● WHAT THE TASK ASKS: Would you please output only the lines from the one containing "GitGuru7: @kkirka I" through the end of the entries below, exactly as written?

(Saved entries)
PR #207, opened 2023-04-28
[VEN-1151][VEN-1152][VEN-2046] send reserves to PSR  and remove PSR contracts

GitGuru7:
## Description

This PR will add feature to move reserves fund from vToken to protocolShareReserve

Resolves [VEN-1151][VEN-1152]

## Checklist


contracts/VToken.sol
```diff
@@ -1111,22 +1142,31 @@ contract VToken is Ownable2StepUpgradeable, AccessControlled, VTokenInterface, E
...
+            address(comptroller),
+            underlying,
+            IProtocolShareReserve.IncomeType.LIQUIDATION
+        );
+
         /* Emit a Transfer event */
         emit Transfer(borrower, liquidator, liquidatorSeizeTokens);
         emit Transfer(borrower, address(this), protocolSeizeTokens);
-        emit ReservesAdded(address(this), protocolSeizeAmount, totalReservesNew);
+        emit Transfer(address(this), protocolShareReserve, protocolSeizeAmount);
```
chechu, line 1169: I think we can merge these two events into only 1, transferring from the borrower to the `protocolShareReserve` contract. wdyt?

contracts/VToken.sol
```diff
@@ -330,15 +337,22 @@ contract VToken is Ownable2StepUpgradeable, AccessControlled, VTokenInterface, E
...
      */
-    function reduceReserves(uint256 reduceAmount) external override nonReentrant {
+    function reduceReserves(uint256 reduceAmount, IProtocolShareReserve.IncomeType kind)
+        external
+        override
+        nonReentrant
+    {
         accrueInterest();
-        _reduceReservesFresh(reduceAmount);
+        if (reduceReservesBlockNumber == _getBlockNumber()) return;
```
chechu, line 354: Why do we have this check?

contracts/RiskFund/IProtocolShareReserve.sol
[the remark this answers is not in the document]
GitGuru7: ACK, Currently we can ignore the changes made in this risk related contracts

contracts/VToken.sol
GitGuru7: If reserves are already reduced in `accrueInterest` we should fail it gracefully that's why we need this check

contracts/VToken.sol
GitGuru7: There are actually three transfers taking place in this operation, and if we combine these two, we will lose track of how many tokens from the borrower has been seized of.

contracts/RiskFund/ReserveHelpers.sol
```diff
@@ -19,11 +20,19 @@ contract ReserveHelpers {
...
+    mapping(address => mapping(address => uint256)) internal poolsLiquidationReserves;
+
+    mapping(address => mapping(address => uint256)) internal poolsSpreadReserves;
+
     /**
      * @dev This empty reserved space is put in place to allow future versions to add new
      * variables without shifting down storage in the inheritance chain.
      */
-    uint256[48] private __gap;
+    uint256[44] private __gap;
```
chechu, line 35: I think we are not using and we don't need these changes

contracts/RiskFund/ProtocolShareReserve.sol
chechu, line 1: Let's start using the new package `@venusprotocol/protocol-reserve`, version `^1.0.0-dev.2`. By doing it we should avoid changes in the `contracts/RiskFund` folder in this PR

contracts/VToken.sol
```diff
@@ -5,14 +5,15 @@ import { Ownable2StepUpgradeable } from "@openzeppelin/contracts-upgradeable/acc
...
+import { IProtocolShareReserve } from "@venusprotocol/protocol-reserve/contracts/Interfaces/IProtocolShareReserve.sol";
 
 import { VTokenInterface } from "./VTokenInterfaces.sol";
 import { ComptrollerInterface, ComptrollerViewInterface } from "./ComptrollerInterface.sol";
 import { TokenErrorReporter } from "./ErrorReporter.sol";
 import { InterestRateModel } from "./InterestRateModel.sol";
 import { ExponentialNoError } from "./ExponentialNoError.sol";
-import { IProtocolShareReserve } from "./RiskFund/IProtocolShareReserve.sol";
 import { ensureNonzeroAddress } from "./lib/validators.sol";
+import { AccessControlledV8 } from "@venusprotocol/governance-contracts/contracts/Governance/AccessControlledV8.sol";
```
chechu, line 16: Duplicated

contracts/VToken.sol
```diff
@@ -781,6 +799,11 @@ contract VToken is
         totalBorrows = totalBorrowsNew;
         totalReserves = totalReservesNew;
 
+        if (currentBlockNumber - reduceReservesBlockNumber >= reduceReservesBlockDelta) {
```
kkirka, line 802: I wonder what happens if we forget to initialize this variable. Will the reserves be withdrawn every block?

Maybe we'd rather want to treat 0 as "automatic allocation is switched off"?

```suggestion
        uint256 reduceReservesBlockDelta_ = reduceReservesBlockDelta;
        if (reduceReservesBlockDelta_ && currentBlockNumber - reduceReservesBlockNumber >= reduceReservesBlockDelta) {
```

kkirka (approved):

kkirka:
@GitGuru7 maybe we want to include this `reduceReservesBlockDelta` to `AddMarketInput` so that we don't accidentally forget to set this value?

contracts/VToken.sol
GitGuru7: @kkirka I believe that initially we won't be missing it anyway because we will add all of the necessary initialization in the VToken upgrades https://github.com/VenusProtocol/vips/pull/67.

GitGuru7:
> @GitGuru7 maybe we want to include this `reduceReservesBlockDelta` to `AddMarketInput` so that we don't accidentally forget to set this value?

If you're referring to the PoolRegistry addMarket input, we can certainly add it so that we don't have to initialise it each time we add a new market in the VIP, but I'd prefer to keep it outside the scope of this ticket.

● YOUR RESPONSE:
GitGuru7: @kkirka I believe that initially we won't be missing it anyway because we will add all of the necessary initialization in the VToken upgrades https://github.com/VenusProtocol/vips/pull/67.

GitGuru7:
> @GitGuru7 maybe we want to include this `reduceReservesBlockDelta` to `AddMarketInput` so that we don't accidentally forget to set this value?

If you're referring to the PoolRegistry addMarket input, we can certainly add it so that we don't have to initialise it each time we add a new market in the VIP, but I'd prefer to keep it outside the scope of this ticket.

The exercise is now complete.